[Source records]
*-*-*
PR #476, opened 2018-01-03
ZIMBRA-131: SmartFolder functionality

ilyusha:
Upcoming NextGen work requires the server to use machine learning to classify incoming emails into one or more configurable "smart folders", such as `important`, `social`, or `finance`.  This makes a smart folder very similar to tag, with the difference being that the tagging is performed by the server instead of by the client.

#### Implementation as Tags
`SmartFolder` subclasses `Tag` to enable us to take advantage of the existing tagging infrastructure. To avoid potential name collisions between smart folders and user-created tags, the internal tag corresponding to a smart folder has its name prefixed with two backslashes `\\`. This places smart folders into the namespace carved out for Flags, which begin with a single backslash. The method `SmartFolder.getSmartFolderName()` returns the "external" name which does not include the leading backslashes. This makes it possible for there to be a tag and smart folder with the same user-facing name.

While smart folder names are stored alongside tags in the database, the `UnderlyingData::setTags` method separates the input into two distinct `tags` and `smartFolders` arrays. This ensures that smart folders can only be reached by the new `MailItem::getSmartFolders` method, without polluting tag-related calls.

#### SmartFolder management
`Mailbox.java` has a new method `syncSmartFolders`that takes a `SmartFolderProvider` instance. The provider exposes a set of strings representing the smart folders that should be present on account. These names are compared to the existing smart folders, which are then created/deleted as necessary.
It should be noted that this PR does not provide any concrete implementations of `SmartFolderProvider`, but a future PR will include an implementation that gets these values from LDAP. That PR will also include actually calling `syncSmartFolders` at the appropriate time.

#### SOAP endpoint
As smart folders are currently read-only, the only new  API endpoint is `GetSmartFoldersRequest`, lets the client fetch a list of all smart folders on the account. 

#### Notifications
Notifications about changes to smart folders are returned in SOAP response context headers. These  notifications are a subset of tag notifications, without support for renaming or changing color.

#### ZClient updates
`ZMailbox` has a new method `getSmartFolders()` that invokes `GetSmartFoldersRequest`. Smart folders are cached with the same mechanism used for caching folders and tags. Response header notifications update this cache accordingly. The method `getSmartFolderById` retrieves smart folders from this cache.

#### Tests
The `SmartFolderTest` unit test class includes tests for creating/deleting smart folders, tagging items with smart folders, creating a smart folder with the same names as a tag, and testing the `Mailbox::syncSmartFolders` method.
*-*-*
# [What to do]
Lines from the start of the records through the one containing "same user-facing name." are what should be retyped, exactly and in full, both ends included.

# [Response]
PR #476, opened 2018-01-03
ZIMBRA-131: SmartFolder functionality

ilyusha:
Upcoming NextGen work requires the server to use machine learning to classify incoming emails into one or more configurable "smart folders", such as `important`, `social`, or `finance`.  This makes a smart folder very similar to tag, with the difference being that the tagging is performed by the server instead of by the client.

#### Implementation as Tags
`SmartFolder` subclasses `Tag` to enable us to take advantage of the existing tagging infrastructure. To avoid potential name collisions between smart folders and user-created tags, the internal tag corresponding to a smart folder has its name prefixed with two backslashes `\\`. This places smart folders into the namespace carved out for Flags, which begin with a single backslash. The method `SmartFolder.getSmartFolderName()` returns the "external" name which does not include the leading backslashes. This makes it possible for there to be a tag and smart folder with the same user-facing name.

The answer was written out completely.